::: Extracted data

PR #23844, opened 2022-09-15
fix: force Webpack to emit assets on error

### LINKED ISSUE #23219: Projects for some frameworks don't surface compilation errors/warnings
### Current behavior

After an initial clean build (no compilation errors), compilation errors are no longer surfaced in the runner. Editing a spec file to throw a compilation error causes the app to reload but with no visual indicator that the compilation failed (and the tests will even rerun). You can see the errors in the console and the terminal, but users aren't always paying attention to these.

https://user-images.githubusercontent.com/25158820/183713613-860e9594-eff7-4544-a70a-d1e29a47cd94.mov

### Desired behavior

The user should be made aware of the compilation error in the runner, otherwise they may be led to believe that their test is passing or their changes are being reflected.

### Test code to reproduce

I was only able to reproduce this with certain Webpack 5 projects, such as a Next.js application and our in progress Angular work. CreateReactApp v5 doesn't exhibit this behavior

1. `npx create-next-app my-next-app && cd my-next-app`
2. `npm i -D cypress`
3. `yarn cypress open`
4. Walk through CT setup and launch a browser
5. Create `pages/home.cy.js` with contents:
```js
import Home from "./index";

it("should render", () => {
  cy.mount(<Home />);
});
```
6. Run test in Cypress
7. Modify `pages/home.cy.js` so that it will throw a compilation error, notice the app refreshes and test runs even though spec is invalid.

### Cypress Version

10.4.0

### Other

The issue seems to be related to Webpack's caching feature, and more complicated frameworks (such as Next.js) have more sophisticated caching mechanisms. This behavior is inline with normal dev experience, the only difference is that most frameworks utilize an overlay to display the error. We axed the overlay in #21599, but it would prove useful in this scenario. There are some downsides of enabling the overlay, since it will display over the AUT for any compilation errors/warnings, even if the error isn't related to the current test.

A more robust fix would be to disable the dev-server from serving files that have compilation errors. My thoughts are that since there is a cached version of the module, it is getting served in the broken modules place.

astone123:
- Closes #23219

### User facing changelog

Compile errors will now be surfaced in the command log during testing for Angular and Next projects

### Additional details

Some frameworks (Angular and Next) configure Webpack to not emit assets that have errored. So, if there's a compile error during development in these projects, instead of serving the module that has the compilation error and throwing it, Webpack serves the successful asset from the previous build. The result is that the compilation error only appears in the console, and our command log and AUT look fine - as if nothing has happened.

This behavior is undesirable because if there is a compilation error, we want to fail the test and make the user aware. This PR adds `emitOnErrors: true` (`noEmitOnErrors: false` for Webpack 4) to our default Webpack configuration to override these values and force Webpack to emit modules even when there is an error regardless of the framework configuration.

### Steps to test

1. Revert my changes in `makeDefaultWebpackConfig.ts`
2. Run the tests for `angular.cy.ts` and `next.cy.ts` in `npm/webpack-dev-server`
3. Verify that the tests fail because errors do not appear in the command log when a compilation error is written to the component file
4. Put the changes to `makeDefaultWebpackConfig.ts` back and repeat step 2
5. Verify that the tests pass now and the errors appear in the command log as expected

### PR Tasks


npm/webpack-dev-server/src/makeDefaultWebpackConfig.ts
```diff
@@ -24,9 +24,17 @@ export function makeDefaultWebpackConfig (
...
+  // Webpack <= 4 uses `noEmitOnErrors: false`
+  const emitOnErrorsProperty = {
+    [config.sourceWebpackModulesResult.webpack.majorVersion === 5 ? 'emitOnErrors' : 'noEmitOnErrors']:
+    config.sourceWebpackModulesResult.webpack.majorVersion === 5,
+  }
+
   const finalConfig = {
     mode: 'development',
     optimization: {
+      ...emitOnErrorsProperty,
```
ZachJW34:
```suggestion
  const optimization = <Record<string, any>>{}

  if (config.sourceWebpackModulesResult.webpack.majorVersion === 5) {
    optimization.emitOnErrors = true
  } else {
    optimization.noEmitOnErrors = false
  }

  const finalConfig = {
    mode: 'development',
    optimization: {
      ...optimization,
```

I found this a bit hard to parse, being more explicit reads a bit nicer.

npm/webpack-dev-server/cypress/e2e/nuxt.cy.ts
```diff
@@ -49,6 +49,28 @@ for (const project of PROJECTS) {
...
+
+        await ctx.actions.file.writeFileInProject(
+          tutorialVuePath,
+          (await ctx.file.readFileInProject(tutorialVuePath)).replace('export', 'expart'),
+        )
+      })
+
+      // The test should fail and the stack trace should appear in the command log
+      cy.get('.failed > .num', { timeout: 10000 }).should('contain', 1)
+      cy.contains('The following error originated from your test code, not from Cypress.').should('exist')
```
ZachJW34, line 69: Is there something common in the stack trace we can assert against? I like this message, is it not present for all the apps?

npm/webpack-dev-server/__snapshots__/makeWebpackConfig.spec.ts.js
```diff
@@ -29,10 +30,14 @@ exports['makeWebpackConfig ignores userland webpack `output.publicPath` and `dev
   },
   "devServer": {
     "progress": true,
-    "overlay": false
+    "overlay": true,
+    "client": {
```
ZachJW34: Snapshot from previous runs? Were not tweaking the overlay so I wouldn't expect this snapshot to change execpt for the `emitOnErrors`

npm/webpack-dev-server/cypress/e2e/create-react-app.cy.ts
```diff
@@ -51,6 +51,25 @@ for (const project of WEBPACK_REACT) {
...
+
+      cy.withCtx(async (ctx) => {
+        await ctx.actions.file.writeFileInProject(
+          ctx.path.join('src', 'App.js'),
+          (await ctx.file.readFileInProject(ctx.path.join('src', 'App.js'))).replace('export', 'expart'),
+        )
+      })
+
+      // The test should fail and the stack trace should appear in the command log
+      cy.get('.failed > .num', { timeout: 10000 }).should('contain', 1)
```
lmiller1990: I wonder if we can consider sharing or just copy pasting this helper: 

https://github.com/cypress-io/cypress/blob/develop/packages/app/cypress/e2e/support/execute-spec.ts#L26-L42

It's way more readable. Thoughts?

lmiller1990 (commented):
Some suggestions, nice job!

npm/webpack-dev-server/src/makeDefaultWebpackConfig.ts
```diff
@@ -24,9 +24,17 @@ export function makeDefaultWebpackConfig (
 
   debug(`Using HtmlWebpackPlugin version ${version} from ${importPath}`)
 
+  // Webpack 5 uses `emitOnErrors: true`
+  // Webpack <= 4 uses `noEmitOnErrors: false`
+  const emitOnErrorsProperty = {
+    [config.sourceWebpackModulesResult.webpack.majorVersion === 5 ? 'emitOnErrors' : 'noEmitOnErrors']:
```
lmiller1990: Do we have coverage for both Webpack 4 & 5? Not immediately obvious

npm/webpack-dev-server/cypress/e2e/nuxt.cy.ts
astone123: It is - I wanted to ensure that the expected stack trace was shown in the command log, but I think we could just use this to be consistent across all of the tests. I'll update for consistency. 

The reason I used this phrase here was because I was having trouble selecting the message in the stack trace (I think it is due to there being `>` characters in there? Not sure).

npm/webpack-dev-server/cypress/e2e/create-react-app.cy.ts
astone123: Good call, I didn't see that

npm/webpack-dev-server/src/makeDefaultWebpackConfig.ts
astone123: Yeah we test multiple versions for most frameworks, some that use Webpack 4 and some that use 5

npm/webpack-dev-server/__snapshots__/makeWebpackConfig.spec.ts.js
astone123: Yeah not sure what that was about... should be worked out now 👍🏻

npm/webpack-dev-server/cypress/e2e/angular.cy.ts
```diff
@@ -22,8 +22,8 @@ for (const project of WEBPACK_REACT) {
     it('should mount a passing test', () => {
       cy.visitApp()
       cy.contains('app.component.cy.ts').click()
-      cy.waitForSpecToFinish()
-      cy.get('.passed > .num').should('contain', 1)
+      cy.waitForSpecToFinish({ passCount: 1 })
```
warrensplayer, line 25: I am getting typescript errors from this call due to the version of the command in the `webpack-dev-server` not having any arguments for `waitForSpectToFinish`.  It is defined in `npm/webpack-dev-server/cypress/support/commands.ts`. The command that does have it is in the `app` package defined here: `packages/app/cypress/e2e/support/execute-spec.ts`

npm/webpack-dev-server/cypress/e2e/angular.cy.ts
```diff
@@ -52,7 +51,26 @@ for (const project of WEBPACK_REACT) {
...
+      cy.contains('app.component.cy.ts').click()
+      cy.waitForSpecToFinish({ passCount: 1 })
+
+      // Create compilation error
+      cy.withCtx(async (ctx) => {
+        await ctx.actions.file.writeFileInProject(
+          ctx.path.join('src', 'app', 'app.component.ts'),
+          (await ctx.file.readFileInProject(ctx.path.join('src', 'app', 'app.component.ts'))).replace('class', 'classaaaaa'),
+        )
+      })
```
warrensplayer:
```suggestion
      cy.withCtx(async (ctx) => {
        const componentFilePath = ctx.path.join('src', 'app', 'app.component.ts')
        await ctx.actions.file.writeFileInProject(
          componentFilePath,
          (await ctx.file.readFileInProject(componentFilePath)).replace('class', 'classaaaaa'),
        )
      })
```
Just a nit-pick about not duplicating the creation of the file path

warrensplayer (commented):
Overall looks good.  Just need to update the version of the `watiForSpecToFinish` command

npm/webpack-dev-server/cypress/e2e/angular.cy.ts
astone123: Huh - for some reason I don't get these TS errors 🤔 maybe something is messed up with my IDE configuration. Good catch

npm/webpack-dev-server/test/makeWebpackConfig.spec.ts
```diff
@@ -64,13 +69,16 @@ describe('makeWebpackConfig', () => {
...
+          emitOnErrors: false, // This will be overridden by makeWebpackConfig.ts
+        },
       },
       devServerEvents: new EventEmitter(),
     }
     const actual = await makeWebpackConfig({
       devServerConfig,
       sourceWebpackModulesResult: createModuleMatrixResult({
-        webpack: 4,
+        webpack: 5,
```
astone123, line 81: This should be 5, not 4, since `webpack-dev-server` v4 uses Webpack 5. Confused yet?

npm/webpack-dev-server/test/makeWebpackConfig.spec.ts
```diff
@@ -24,12 +23,18 @@ describe('makeWebpackConfig', () => {
...
+        optimization: {
+          noEmitOnErrors: true, // This will be overridden by makeWebpackConfig.ts
+        },
       },
       devServerEvents: new EventEmitter(),
     }
     const actual = await makeWebpackConfig({
       devServerConfig,
-      sourceWebpackModulesResult: sourceDefaultWebpackDependencies(devServerConfig),
+      sourceWebpackModulesResult: createModuleMatrixResult({
```
astone123, line 34: Updated this to use `createModuleMatrixResult`, because we claim to be testing `webpack-dev-server` v3 in this test, but the version of Webpack was getting resolved to v5, when it should be v4.

ZachJW34 (approved):

warrensplayer (approved):
Looks good!

rockindahizzy (approved):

::::::

Reproduce the lines of the records exactly, from the first one through the line that contains "### Test code to reproduce".

PR #23844, opened 2022-09-15
fix: force Webpack to emit assets on error

### LINKED ISSUE #23219: Projects for some frameworks don't surface compilation errors/warnings
### Current behavior

After an initial clean build (no compilation errors), compilation errors are no longer surfaced in the runner. Editing a spec file to throw a compilation error causes the app to reload but with no visual indicator that the compilation failed (and the tests will even rerun). You can see the errors in the console and the terminal, but users aren't always paying attention to these.

https://user-images.githubusercontent.com/25158820/183713613-860e9594-eff7-4544-a70a-d1e29a47cd94.mov

### Desired behavior

The user should be made aware of the compilation error in the runner, otherwise they may be led to believe that their test is passing or their changes are being reflected.

### Test code to reproduce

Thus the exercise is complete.